## WHAT THE TASK ASKS
Include in the output exactly the lines from the opening of the data through the line containing "const submissionFlowSteps: DesktopSteps[]", and nothing more.

*-*-*

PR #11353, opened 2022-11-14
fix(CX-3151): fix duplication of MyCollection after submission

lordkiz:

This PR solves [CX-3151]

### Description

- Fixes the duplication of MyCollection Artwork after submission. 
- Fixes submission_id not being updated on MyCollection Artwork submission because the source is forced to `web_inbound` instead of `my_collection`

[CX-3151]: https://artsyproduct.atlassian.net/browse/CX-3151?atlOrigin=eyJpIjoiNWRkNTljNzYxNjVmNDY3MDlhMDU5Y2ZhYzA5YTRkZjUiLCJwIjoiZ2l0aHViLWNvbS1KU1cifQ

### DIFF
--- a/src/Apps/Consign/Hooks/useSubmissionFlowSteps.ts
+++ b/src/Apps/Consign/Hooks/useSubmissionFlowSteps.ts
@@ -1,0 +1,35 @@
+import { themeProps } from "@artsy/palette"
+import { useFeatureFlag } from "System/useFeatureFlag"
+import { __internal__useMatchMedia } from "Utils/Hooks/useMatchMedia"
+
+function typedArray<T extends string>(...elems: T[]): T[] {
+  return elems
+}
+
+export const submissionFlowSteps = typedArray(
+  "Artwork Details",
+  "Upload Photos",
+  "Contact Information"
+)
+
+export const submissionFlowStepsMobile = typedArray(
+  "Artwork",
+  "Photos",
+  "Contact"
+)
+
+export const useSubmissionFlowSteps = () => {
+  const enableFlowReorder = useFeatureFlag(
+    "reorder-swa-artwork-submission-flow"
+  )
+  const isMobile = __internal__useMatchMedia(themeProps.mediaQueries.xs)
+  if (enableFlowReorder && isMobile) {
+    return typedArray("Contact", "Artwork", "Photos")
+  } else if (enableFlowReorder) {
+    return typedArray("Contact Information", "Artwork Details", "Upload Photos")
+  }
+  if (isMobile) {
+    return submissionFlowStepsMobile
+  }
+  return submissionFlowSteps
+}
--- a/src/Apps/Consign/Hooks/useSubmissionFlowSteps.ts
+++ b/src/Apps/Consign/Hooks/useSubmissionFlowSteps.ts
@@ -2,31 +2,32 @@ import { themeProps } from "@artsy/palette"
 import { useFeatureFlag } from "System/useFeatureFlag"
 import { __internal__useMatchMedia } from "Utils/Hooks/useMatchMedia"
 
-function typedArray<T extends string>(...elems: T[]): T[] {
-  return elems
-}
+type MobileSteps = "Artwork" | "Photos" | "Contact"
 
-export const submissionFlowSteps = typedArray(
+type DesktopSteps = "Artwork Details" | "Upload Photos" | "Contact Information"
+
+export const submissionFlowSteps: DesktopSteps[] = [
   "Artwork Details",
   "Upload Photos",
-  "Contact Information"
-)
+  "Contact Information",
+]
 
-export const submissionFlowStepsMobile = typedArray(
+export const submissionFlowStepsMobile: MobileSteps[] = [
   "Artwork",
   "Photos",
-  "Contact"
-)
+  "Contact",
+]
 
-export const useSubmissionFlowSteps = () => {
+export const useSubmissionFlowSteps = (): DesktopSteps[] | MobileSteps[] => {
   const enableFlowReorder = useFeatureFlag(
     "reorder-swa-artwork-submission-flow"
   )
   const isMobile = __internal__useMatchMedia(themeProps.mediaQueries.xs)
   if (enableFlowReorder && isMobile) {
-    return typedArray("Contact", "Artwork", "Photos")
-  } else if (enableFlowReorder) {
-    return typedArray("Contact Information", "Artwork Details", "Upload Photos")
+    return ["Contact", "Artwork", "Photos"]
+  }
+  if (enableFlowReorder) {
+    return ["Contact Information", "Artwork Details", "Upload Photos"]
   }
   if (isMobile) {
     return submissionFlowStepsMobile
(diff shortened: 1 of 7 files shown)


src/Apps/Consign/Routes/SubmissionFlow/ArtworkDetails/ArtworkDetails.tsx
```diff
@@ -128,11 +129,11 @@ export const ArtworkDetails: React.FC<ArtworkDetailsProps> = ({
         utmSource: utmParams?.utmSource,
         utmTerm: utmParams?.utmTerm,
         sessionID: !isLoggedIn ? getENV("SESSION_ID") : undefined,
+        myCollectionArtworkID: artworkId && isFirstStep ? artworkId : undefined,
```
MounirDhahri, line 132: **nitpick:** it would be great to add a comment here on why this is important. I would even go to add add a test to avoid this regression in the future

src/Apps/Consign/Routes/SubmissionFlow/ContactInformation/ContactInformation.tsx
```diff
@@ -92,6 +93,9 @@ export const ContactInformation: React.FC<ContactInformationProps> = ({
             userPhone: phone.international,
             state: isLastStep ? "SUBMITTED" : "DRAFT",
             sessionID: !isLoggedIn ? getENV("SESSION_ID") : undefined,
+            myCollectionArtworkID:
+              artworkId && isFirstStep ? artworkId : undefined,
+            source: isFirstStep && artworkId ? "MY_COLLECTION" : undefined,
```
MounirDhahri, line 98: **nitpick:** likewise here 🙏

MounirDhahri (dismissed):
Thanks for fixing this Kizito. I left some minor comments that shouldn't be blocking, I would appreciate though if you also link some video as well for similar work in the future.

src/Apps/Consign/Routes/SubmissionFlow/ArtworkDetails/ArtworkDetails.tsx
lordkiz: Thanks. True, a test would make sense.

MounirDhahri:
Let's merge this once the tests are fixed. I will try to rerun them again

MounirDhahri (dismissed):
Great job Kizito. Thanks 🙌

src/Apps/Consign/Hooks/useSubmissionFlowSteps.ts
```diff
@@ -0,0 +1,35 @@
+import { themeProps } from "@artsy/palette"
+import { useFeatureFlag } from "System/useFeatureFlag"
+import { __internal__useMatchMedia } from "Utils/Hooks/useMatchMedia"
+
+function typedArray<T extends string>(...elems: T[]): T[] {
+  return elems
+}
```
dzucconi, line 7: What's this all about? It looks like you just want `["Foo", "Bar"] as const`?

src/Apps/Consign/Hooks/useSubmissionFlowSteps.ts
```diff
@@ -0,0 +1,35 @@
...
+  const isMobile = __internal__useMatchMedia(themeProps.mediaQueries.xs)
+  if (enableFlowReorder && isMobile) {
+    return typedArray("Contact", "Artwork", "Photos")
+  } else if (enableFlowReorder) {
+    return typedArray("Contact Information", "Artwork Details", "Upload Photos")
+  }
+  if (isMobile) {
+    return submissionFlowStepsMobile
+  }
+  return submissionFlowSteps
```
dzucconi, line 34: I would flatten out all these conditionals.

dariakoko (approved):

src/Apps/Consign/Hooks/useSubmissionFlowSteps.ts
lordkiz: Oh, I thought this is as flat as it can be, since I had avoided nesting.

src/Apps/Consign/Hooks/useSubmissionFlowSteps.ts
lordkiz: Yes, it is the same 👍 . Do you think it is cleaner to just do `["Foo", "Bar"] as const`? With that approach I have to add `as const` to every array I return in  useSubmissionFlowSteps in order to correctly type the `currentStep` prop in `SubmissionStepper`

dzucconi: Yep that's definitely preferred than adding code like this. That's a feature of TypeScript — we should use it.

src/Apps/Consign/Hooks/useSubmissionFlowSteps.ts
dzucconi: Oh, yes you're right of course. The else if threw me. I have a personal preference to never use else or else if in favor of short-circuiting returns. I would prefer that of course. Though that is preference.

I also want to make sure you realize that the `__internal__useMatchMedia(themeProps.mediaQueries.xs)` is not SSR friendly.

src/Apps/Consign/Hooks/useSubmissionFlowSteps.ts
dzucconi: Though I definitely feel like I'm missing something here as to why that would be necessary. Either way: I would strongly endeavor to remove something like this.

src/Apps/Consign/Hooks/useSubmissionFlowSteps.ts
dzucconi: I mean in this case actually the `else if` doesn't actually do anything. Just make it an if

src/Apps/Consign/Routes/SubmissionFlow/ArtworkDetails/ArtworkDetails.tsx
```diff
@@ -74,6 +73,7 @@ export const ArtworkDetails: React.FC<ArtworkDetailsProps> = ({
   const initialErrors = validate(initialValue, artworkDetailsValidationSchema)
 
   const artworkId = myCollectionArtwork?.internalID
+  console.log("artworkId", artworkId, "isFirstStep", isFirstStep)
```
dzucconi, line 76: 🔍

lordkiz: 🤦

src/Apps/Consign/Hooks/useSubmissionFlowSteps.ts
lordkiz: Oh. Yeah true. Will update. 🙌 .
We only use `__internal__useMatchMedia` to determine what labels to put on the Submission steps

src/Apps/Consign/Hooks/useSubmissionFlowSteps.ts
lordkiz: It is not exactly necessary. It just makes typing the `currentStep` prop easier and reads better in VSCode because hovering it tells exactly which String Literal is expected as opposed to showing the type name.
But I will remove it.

*-*-*

## TASK OUTPUT
PR #11353, opened 2022-11-14
fix(CX-3151): fix duplication of MyCollection after submission

lordkiz:

This PR solves [CX-3151]

### Description

- Fixes the duplication of MyCollection Artwork after submission. 
- Fixes submission_id not being updated on MyCollection Artwork submission because the source is forced to `web_inbound` instead of `my_collection`

[CX-3151]: https://artsyproduct.atlassian.net/browse/CX-3151?atlOrigin=eyJpIjoiNWRkNTljNzYxNjVmNDY3MDlhMDU5Y2ZhYzA5YTRkZjUiLCJwIjoiZ2l0aHViLWNvbS1KU1cifQ

### DIFF
--- a/src/Apps/Consign/Hooks/useSubmissionFlowSteps.ts
+++ b/src/Apps/Consign/Hooks/useSubmissionFlowSteps.ts
@@ -1,0 +1,35 @@
+import { themeProps } from "@artsy/palette"
+import { useFeatureFlag } from "System/useFeatureFlag"
+import { __internal__useMatchMedia } from "Utils/Hooks/useMatchMedia"
+
+function typedArray<T extends string>(...elems: T[]): T[] {
+  return elems
+}
+
+export const submissionFlowSteps = typedArray(
+  "Artwork Details",
+  "Upload Photos",
+  "Contact Information"
+)
+
+export const submissionFlowStepsMobile = typedArray(
+  "Artwork",
+  "Photos",
+  "Contact"
+)
+
+export const useSubmissionFlowSteps = () => {
+  const enableFlowReorder = useFeatureFlag(
+    "reorder-swa-artwork-submission-flow"
+  )
+  const isMobile = __internal__useMatchMedia(themeProps.mediaQueries.xs)
+  if (enableFlowReorder && isMobile) {
+    return typedArray("Contact", "Artwork", "Photos")
+  } else if (enableFlowReorder) {
+    return typedArray("Contact Information", "Artwork Details", "Upload Photos")
+  }
+  if (isMobile) {
+    return submissionFlowStepsMobile
+  }
+  return submissionFlowSteps
+}
--- a/src/Apps/Consign/Hooks/useSubmissionFlowSteps.ts
+++ b/src/Apps/Consign/Hooks/useSubmissionFlowSteps.ts
@@ -2,31 +2,32 @@ import { themeProps } from "@artsy/palette"
 import { useFeatureFlag } from "System/useFeatureFlag"
 import { __internal__useMatchMedia } from "Utils/Hooks/useMatchMedia"
 
-function typedArray<T extends string>(...elems: T[]): T[] {
-  return elems
-}
+type MobileSteps = "Artwork" | "Photos" | "Contact"
 
-export const submissionFlowSteps = typedArray(
+type DesktopSteps = "Artwork Details" | "Upload Photos" | "Contact Information"
+
+export const submissionFlowSteps: DesktopSteps[] = [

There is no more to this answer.